Storm was originally created by Nathan Marz and team at BackType. BackType is a social analytics company. Later, Storm was acquired and open-sourced by Twitter. In a short time, Apache Storm became a standard for distributed real-time processing system that allows you to process large amount of data, similar to Hadoop. Apache Storm is written in Java and Clojure. It is continuing to be a leader in real-time analytics. This tutorial will explore the principles of Apache Storm, distributed messaging, installation, creating Storm topologies and deploy them to a Storm cluster, workflow of Trident, real-time applications and finally concludes with some useful examples.
Audience
This tutorial has been prepared for professionals aspiring to make a career in Big Data Analytics using Apache Storm framework. This tutorial will give you enough understanding on creating and deploying a Storm cluster in a distributed environment.
Prerequisites
Before proceeding with this tutorial, you must have a good understanding of Core Java and any of the Linux flavors.
What is Apache Storm?
Apache Storm is a distributed real-time big data-processing system. Storm is designed to process vast amount of data in a fault-tolerant and horizontal scalable method. It is a streaming data framework that has the capability of highest ingestion rates. Though Storm is stateless, it manages distributed environment and cluster state via Apache ZooKeeper. It is simple and you can execute all kinds of manipulations on real-time data in parallel.
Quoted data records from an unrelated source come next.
PR #1749, opened 2015-08-23
In Stripe module, skip donation code when disabled

jmoldow:
Previously, if the Stripe module setting ``offer_donation`` was set to ``False``, only the accounting controller and template would be affected.

Now, the donation setup that happens in the module will also be skipped when ``offer_donation`` is ``False``.

### DIFF
--- a/esp/esp/program/modules/handlers/creditcardmodule_stripe.py
+++ b/esp/esp/program/modules/handlers/creditcardmodule_stripe.py
@@ -113,11 +113,12 @@ class CreditCardModule_Stripe(ProgramModuleObj):
         #   Check for a 'donation' line item type on this program, which we will need
         #   Note: This could also be created by default for every program,
         #   in the accounting controllers.
-        (lit, created) = LineItemType.objects.get_or_create(
-            text=self.settings['donation_text'],
-            program=self.program,
-            required=False
-        )
+        if self.settings['offer_donation']:
+            (lit, created) = LineItemType.objects.get_or_create(
+                text=self.settings['donation_text'],
+                program=self.program,
+                required=False
+            )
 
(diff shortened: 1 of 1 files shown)


benjaminjkraft:
Just to check, this will all work right if a chapter enables the module without donations, and later in the program turns on donations, right?

esp/esp/program/modules/handlers/creditcardmodule_stripe.py
```diff
@@ -158,8 +159,9 @@ def payonline(self, request, tl, one, two, module, extra, prog):
         payment_type = iac.default_payments_lineitemtype()
         sibling_type = iac.default_siblingdiscount_lineitemtype()
         grant_type = iac.default_finaid_lineitemtype()
-        donate_type = iac.get_lineitemtypes().get(text=self.settings['donation_text'])
-        context['itemizedcosts'] = iac.get_transfers().exclude(line_item__in=[payment_type, sibling_type, grant_type, donate_type]).order_by('-line_item__required')
+        offer_donation = self.settings['offer_donation']
+        donate_type = iac.get_lineitemtypes().get(text=self.settings['donation_text']) if offer_donation else None
+        context['itemizedcosts'] = iac.get_transfers().exclude(line_item__in=filter(None, [payment_type, sibling_type, grant_type, donate_type])).order_by('-line_item__required')
```
benjaminjkraft: > `filter(None, ...)`

Huh, TIL.

jmoldow:
> Just to check, this will all work right if a chapter enables the module without donations, and later in the program turns on donations, right?

It should. The ``check_setup()`` function gets run on every request. This will create the needed ``LineItemType`` before anything else happens.

benjaminjkraft:
Cool, LGTM.

PR #1750, opened 2015-08-23
Reword the deadline-learn.html template

jmoldow:
This is a local change that was made by Yale. Someone else should look at this and decide whether or not the rewording is better, and worth merging.

### DIFF
--- a/esp/templates/errors/program/deadline-learn.html
+++ b/esp/templates/errors/program/deadline-learn.html
@@ -11,7 +11,7 @@
 
 <strong>
 <p>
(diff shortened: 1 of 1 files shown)


mgersh:
I think we've already fixed most, if not all, of the cases where non-student accounts get the deadline error instead of the "you're not a student" error. I vaguely remember there being one which was a bit more tricky to fix for some reason, but I'd still rather fix it instead of putting this version on main.

benjaminjkraft:
I'm fine with merging this, or not.  I think @mgersh is right that the real way to fix these is to make sure we give the right error.  The question is whether it's better to be more general just in case or to be more specific so users give us more useful information.

benjaminjkraft:
I am leaning against doing this.  Since it hasn't had any discussion in a few months, I'm going to close it; feel free to reopen if anyone thinks we should make this change.

PR #1751, opened 2015-08-23
Add created_at field to dbmail models

jmoldow:
Add `created_at` field to `MessageRequest` and `TextOfEmail`.

With the knowledge of how old each request is, cronmail can now filter out un-sent, out-of-date messages.

In a perfect world, this would be unnecessary. But with each release, we improve our dbmail error handling, and can sometimes accidentally pick up and send very old, previously un-sent messages. This commit adds a safe-guard against that.

It is also nice to be able to see when a message was created.

Tested successfully on Yale's site. Without this, 6156 old `TextOfEmails` would get sent. With it, none of them do. But new comm panel emails still get sent successfully.

### DIFF
--- a/esp/esp/dbmail/models.py
+++ b/esp/esp/dbmail/models.py
@@ -32,6 +32,7 @@ Learning Unlimited, Inc.
   Phone: 617-379-0178
   Email: web-team@learningu.org
 """
+import re
 import sys
 
 from django.db import models, transaction
@@ -114,7 +115,16 @@ class ActionHandler(object):
             return getattr(obj, key)
         
         return obj.get_msg_vars(self._user, key)
-    
+
+
+_MESSAGE_CREATED_AT_HELP_TEXT = """
+    The time this object was created at. Useful for informational
+    purposes, and also as a safety mechanism for preventing un-sent
+    (because of previous bugs and failures), out-of-date messages from
+    being sent.
+"""
+_MESSAGE_CREATED_AT_HELP_TEXT = re.sub(r'\s+', ' ', _MESSAGE_CREATED_AT_HELP_TEXT.strip())
+
 
 class MessageRequest(models.Model):
     """ An initial request to broadcast an e-mail message """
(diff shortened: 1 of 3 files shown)


benjaminjkraft:
This seems like a reasonable safety check.  It might be a good idea to put in a comment somewhere saying that this is a safety check, and is not intended to be the main mechanism for determining whether/when an email gets sent.

esp/esp/dbmail/models.py
```diff
@@ -355,6 +362,14 @@ class TextOfEmail(models.Model):
     send_from = models.CharField(max_length=1024) # Valid email address
     subject = models.TextField() # E-mail subject; plain text
     msgtext = models.TextField() # Message body; plain text
+
+    # Use `default` instead of `auto_now_add`, so that when a
+    # :class:`TextOfEmail` is created from a :class:`MessageRequest`, the
+    # `created_at` value may be copied over at creation time. If `auto_now_add`
+    # were `True`, the value of `now()` would always be used, even if we wanted
+    # to use something else.
+    created_at = models.DateTimeField(default=datetime.now, null=False, blank=False, editable=False, auto_now_add=False)
```
benjaminjkraft: I would suggest just not setting a default for this.  If we set a default, it will make it harder to notice error where we intended to set this manually, and didn't.  I think `TextOfEmail`s only ever get created by `MessageRequest.process`, so it's not like this will require a bunch of updating existing code.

Apache Storm is continuing to be a leader in real-time data analytics. Storm is easy to setup, operate and it guarantees that every message will be processed through the topology at least once.
Apache Storm vs Hadoop
Basically Hadoop and Storm frameworks are used for analyzing big data. Both of them complement each other and differ in some aspects. Apache Storm does all the operations except persistency, while Hadoop is good at everything but lags in real-time computation. The following table compares the attributes of Storm and Hadoop.
Storm | Hadoop |
---|---|
Real-time stream processing | Batch processing |
Stateless | Stateful |
Master/Slave architecture with ZooKeeper based coordination. The master node is called as nimbus and slaves are supervisors. | Master-slave architecture with/without ZooKeeper based coordination. Master node is job tracker and slave node is task tracker. |
A Storm streaming process can access tens of thousands messages per second on cluster. | Hadoop Distributed File System (HDFS) uses MapReduce framework to process vast amount of data that takes minutes or hours. |
Storm topology runs until shutdown by the user or an unexpected unrecoverable failure. | MapReduce jobs are executed in a sequential order and completed eventually. |
Both are distributed and fault-tolerant | |
If nimbus / supervisor dies, restarting makes it continue from where it stopped, hence nothing gets affected. | If the JobTracker dies, all the running jobs are lost. |
Use-Cases of Apache Storm
Apache Storm is very famous for real-time big data stream processing. For this reason, most of the companies are using Storm as an integral part of their system. Some notable examples are as follows −
Twitter − Twitter is using Apache Storm for its range of “Publisher Analytics products”. “Publisher Analytics Products” process each and every tweets and clicks in the Twitter Platform. Apache Storm is deeply integrated with Twitter infrastructure.
NaviSite − NaviSite is using Storm for Event log monitoring/auditing system. Every logs generated in the system will go through the Storm. Storm will check the message against the configured set of regular expression and if there is a match, then that particular message will be saved to the database.
Wego − Wego is a travel metasearch engine located in Singapore. Travel related data comes from many sources all over the world with different timing. Storm helps Wego to search real-time data, resolves concurrency issues and find the best match for the end-user.
Apache Storm Benefits
Here is a list of the benefits that Apache Storm offers −
- Storm is open source, robust, and user friendly. It could be utilized in small companies as well as large corporations.
- Storm is fault tolerant, flexible, reliable, and supports any programming language.
- Allows real-time stream processing.
- Storm is unbelievably fast because it has enormous power of processing the data.
- Storm can keep up the performance even under increasing load by adding resources linearly. It is highly scalable.
- Storm performs data refresh and end-to-end delivery response in seconds or minutes depends upon the problem. It has very low latency.
- Storm has operational intelligence.
- Storm provides guaranteed data processing even if any of the connected nodes in the cluster die or messages are lost.